Your instructions:
Look through the data below. Show each line where the string "mailroom" occurs.

Stored data:
*-*-*
PR #322, opened 2018-03-20
Submitting series.py

githubtater:
I was clicking through past assignments and I hadn't submitted this yet.

### DIFF
--- a/students/Roy_Tate/lesson03/mailroom.py
+++ b/students/Roy_Tate/lesson03/mailroom.py
@@ -1,0 +1,109 @@
+# author/student: Roy Tate (githubtater)
+
+def input_donation_amount():
+    # helper function. Use to receive contribution amounts.
+    donation_amount = input('Enter the donation amount: ')
+    return float(donation_amount)
+
+
+def send_thank_you(donor_list):
+    # Obtain the name of the donor, the contribution amount, add the donation to the list, and generate
+    # a thank you email.
+    while True:
+        name = input("Enter the full name of the recipient (Type 'list' to view donors. Type '1' for Main Menu):\n")
+        if name.lower() == 'list':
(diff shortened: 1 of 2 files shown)


githubtater:
combining pull for lesson02 and lesson03 assignments.

students/Roy_Tate/lesson03/mailroom.py
```diff
@@ -0,0 +1,110 @@
...
+        initial_menu()
+
+    elif name in donor_names():
+        donation_amount = float(input('EXISTING: Enter the donation amount: '))
+        add_donation(name, donation_amount)
+        print(email_str.format(name.title(), float(donation_amount)))
+    else:  # name not found in list
+        donation_amount = input('NEW: Enter the donation amount: ')
+        donor_list.append([name, float(donation_amount)])
+        print(email_str.format(name.title(), float(donation_amount)))
```
natasha-aleksandrova: lines 55 and 59 are identical so you can move it out to line 60

students/Roy_Tate/lesson03/mailroom.py
```diff
@@ -0,0 +1,110 @@
...
+def print_list():
+    print('{:*^50}'.format('DONOR LIST'))
+    for donor in donor_names():
+        print(donor)
+
+
+def add_donation(donor_name, new_donation):
+    for index, donor in enumerate(donor_list):
+        if donor[0] == donor_name:
+            donor_list[index].append(new_donation)
```
natasha-aleksandrova: since you get a reference to the donor item in the list, you don't need to append by index, basically following will work as well:
```
for donor in donor_list:
     if donor[0] == donor_name:
        donor.append(new_donation)
```
I would also call this function `add_new_donor` or combine to have functionality to add new donor and to add to existing donor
*-*-*
Task solution:
--- a/students/Roy_Tate/lesson03/mailroom.py
+++ b/students/Roy_Tate/lesson03/mailroom.py
students/Roy_Tate/lesson03/mailroom.py
students/Roy_Tate/lesson03/mailroom.py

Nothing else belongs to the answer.